Wednesday, October 22, 2008

Food Retailing & Society Memo: Wal-Mart Foundation Gives New York USA Food Bank System Over Half Million Dollar Cash Donation

Volunteers at this Manhattan food pantry, which is one of the hundreds located in communities throughout New York that are supplied by the food bank network and other donors, pack food boxes for fellow New Yorkers who need food assistance.

The Food Bank Association of New York state USA said yesterday it received a check for $577,000 from Wal-Mart Stores, Inc. to be used by the state's food bank network to provide food and groceries for the increasing number of New York residents caught in the nation's severe economic recession.

A spokesperson for New York's food bank network told Natural~Specialty Foods Memo that because of the network's size and ability to purchase food and grocery products at bargain rates from manufacturers, it believes it can leverage Wal-Mart's $577,000 donation into as much as $6 million dollars worth of food to distribute to the state's needy.

Wal-Mart broke down its donation to the food bank network this way, in order to localize the monies as well as to provide a significant portion to the main food bank network: it gave a lump-sum cash grant of $322,000 to the New York Food Bank Network from its Wal-Mart foundation, and an additional award of $25,000 to seven of the Food Bank Association's eight affiliates. On top of that it gave an $80,000 grant to the Food Bank of New York City.

Yesterday, Wal-Mart representatives and leaders of New York's food banks also announced the mega-retailer would hold a major food drive at all of its New York state Wal-Mart and Sam's Club stores beginning next month and continuing over the following 12 months.

Scores of Wal-Mart-New York store associates also said on Tuesday they are planning to volunteer at the food banks and in other activities designed to help those in need of food assistance.

At yesterday's announcement, Wal-Mart also donated a semi-truck full of food and grocery essentials to the food bank network.

Last year, Wal-Mart Stores, Inc. gave more than $7 million in cash and in-kind donations to causes and organizations throughout New York state, according to audited records.

The retailer has a strong and growing presence in the Empire State, with 92 Wal-Mart Supercenter and Discount stores, 17 Sam's Clubs, and three distribution centers.

Wal-Mart gets lots of flack, some of it deserved, for being a big bad corporation and mega-retailer. However, we should note we did a little checking and none of New York's investment or commercial banks -- the ones with their headquarters in New York City and the ones that the American taxpayer is now bailing out to the tune of $700 billion -- have donated anything even coming close to the $577,000 Wal-Mart donated in just this one check to the state's food banks.
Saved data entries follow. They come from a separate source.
PR #464, opened 2021-09-13
[Bug] Random address for logicsig(runtime)

amityadav0:


CHANGELOG.md
```diff
@@ -20,6 +20,7 @@
 * Fixed `yarn add @algo-builder/web` (was failing because of missing dependency `zod` in packages/web).
 * Fix metadatahash type
 * Fix init project-name bug(`algob init <project-name>` command was not working properly)
+* Fix random address for logicsig(runtime)
```
ratik21, line 23: Could you please describe the bug?

robert-zaremba: The bug is that we need a predictable address of an lsig. Creating two times an lsig account from the same TEAL code should return the same address.

packages/runtime/src/logicsig.ts
```diff
@@ -26,10 +27,22 @@ export class LogicSig {
...
+    programArgs?: Array<Uint8Array | Buffer> | null
+  ) {
     this.tag = Buffer.from("Program");
     this.logic = parsing.stringToBytes(program);
-    this.lsigAddress = generateAccount().addr;
+
+    const hash = murmurhash.v3(program);
+    const result = logicSigAddresses.get(hash);
+    if (result === undefined) {
+      const addr = generateAccount().addr;
```
robert-zaremba, line 40: how about the following:
* `generateAccount` will take an optional argument: `code: string`.
* if `code` is provided it will use it to generate an address by hashing the code.
* otherwise it will use a random number.

This way:
* we don't need `logicSigAddresses` map
* we assure the addresses will be deterministic for lsig.

robert-zaremba (commented):
I suggest to have _always_ deterministic method for generating lsig accounts.

packages/runtime/src/logicsig.ts
amityadav0: i thought this, i wanted to keep same address as algorand but to do so, we need a logic of program in bytes which is returned by compiler and then uint8array is used to create a hash like this:
```
const toBeSigned = utils.concatArrays(this.tag, this.logic);
const hash = nacl.genericHash(toBeSigned);
return address.encodeAddress(new Uint8Array(hash));
```
But we cannot get uint8array that's why i didn't follow this.
will that be ok if address is not `ALGORAND ADDRESS` ?
looking more into encoding algorand addresses

amityadav0: Screenshot from 2021-09-16 11-50-39

I tried to use hash to make `encodeAddress(parsing.uint64ToBigEndian(hash));`

also i tried using `encodeAddress(parsing.stringToBytes(program));`
as

amityadav0: verification is failing because address is not `ALGORAND_ADDRESS`, we have added test for verification so that only logic sig address can send transactions from logic sig.

amityadav0: found js-sdk is sending request to `.compile(),do()` to go-algorand and then there we have compiler which is used to compile string to bytes

robert-zaremba: We just need to find how to construct a valid algorand address based on a seed (here the hash of the code).

Here is how the address is constructed: https://developer.algorand.org/docs/features/accounts/#transformation-public-key-to-algorand-address

So what we need:
1. `key = hash(code).slice(0, 32)`  -- take 32 bytes from the code hash
2. `checksum = sha256(key)`
3. `address_bytes = key.concat(checksum.slice(-4))`
4. `address = base32(address_bytes)`

amityadav0: done added key_pair generation using random seed, random seed used is hash of program

CHANGELOG.md
```diff
@@ -27,6 +27,7 @@
 * Fix init project-name bug(`algob init <project-name>` command was not working properly)
 * Fix zod package was missing from runtime(but zod was being used in runtime)
 * Added support for passing http token as an `object` as well. User can now use `{ "X-Algo-API-Token": <token> }` notation for passing token in `algob.config.js`.
+* Fix random address for logic sig, creating two times an lsig account from the same TEAL code should return the same address.
```
robert-zaremba, line 30: Please create a subsection for bugs in the `testing framework` -- to indicate that these bug fixes are not impacting users in production.

packages/runtime/src/logicsig.ts
```diff
@@ -26,10 +27,19 @@ export class LogicSig {
...
+    programArgs?: Array<Uint8Array | Buffer> | null
+  ) {
     this.tag = Buffer.from("Program");
     this.logic = parsing.stringToBytes(program);
-    this.lsigAddress = generateAccount().addr;
+
+    const seedBytes = parsing.uint64ToBigEndian(murmurhash.v3(program));
+    const append = new Uint8Array(Number(seedBytes.length) + Number(24));
+    append.set(seedBytes);
+    const pair = tweet.sign_keyPair_fromSeed(append);
```
robert-zaremba, line 40:
```suggestion
    const extendedSeed = new Uint8Array(Number(seedBytes.length) + Number(24));
    extendedSeed.set(seedBytes);
    const pair = tweet.sign_keyPair_fromSeed(extendedSeed);
```

robert-zaremba (approved):
Pre approving. left 2  more comments.

CHANGELOG.md
amityadav0: ok

PR #658, opened 2026-07-27
fix: recover retained release head checks

jorgensandhaug:
Adds a fail-closed recovery mode for the narrow partial-success case where an immutable reviewed-head tag/release exists but the provider retention check was never completed.

Recovery proves the merged PR identity and tree, provider merge event, exact source-admission check, current-main ancestry, and unchanged GitHub Actions-owned immutable artifacts. It cannot create a tag or release after merge.

Focused evidence: `bun test scripts/check-release-pr-automation.test.ts` (42 pass); focused formatting and `git diff --check` pass.


jorgensandhaug (commented):
Maintainer review: PASS. The recovery mode is intentionally non-constructive after merge: it requires the existing immutable tag/release and only writes the exact provider check after provider-bound PR, merge/tree, source-admission, and current-main ancestry proofs. Focused suite: 42/42.

PR #659, opened 2026-07-27
fix: recover historical source admission

jorgensandhaug:
Extends the already-merged retained-head recovery path to reconstruct an absent `Current-base source admission` check from immutable historical PR/base/head provider data.

The recovery recomputes the complete direct tree delta and provider file projection, proves the accepted merge and current-main ancestry, and double-reads the existing immutable tag/release before the first check mutation. It still cannot create retained artifacts post-merge.

Focused evidence: `bun test scripts/check-release-pr-automation.test.ts` (42 pass); focused formatting and `git diff --check` pass.


jorgensandhaug (commented):
Maintainer review: PASS. Historical source admission is recomputed from provider-frozen base/head commits, recursive trees, compare topology, and the PR file projection. The immutable retained artifacts are double-read before any check write; no post-merge artifact creation is possible. Focused suite: 42/42.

Love it or hate it, or remain in between, but Wal-Mart isn't asking the American taxpayer for any sort of bailout. And in these tough economic times it is emerging as one of if not the major corporate charitable contributor in the U.S.

If you are hungry and in need of food assistance in New York and elsewhere in the U.S., you're going to be mighty happy that Wal-Mart is willing to write half a million dollar checks, along with conducting year-long food drives and other activities which will raise even more than that for the state's food banks. In fact, Wal-Mart is making similar cash donations and conducting similar food drives throughout the U.S.

Meanwhile, many of those New York investment banks that should be giving big donations to the New York Food Bank Network this year are instead asking New York and American taxpayers for a bailout because in numerous instances, unlike Wal-Mart and other retailers that do business the old fashion way -- they buy goods and sell them for a profit, adding value along the way to consumers -- these financial institutions created a way of doing business that made a few rich at the expense of many. In fact, it is safe to say the behavior of many of these financial institutions is having a direct effect in adding more Americans to the food insecurity roles.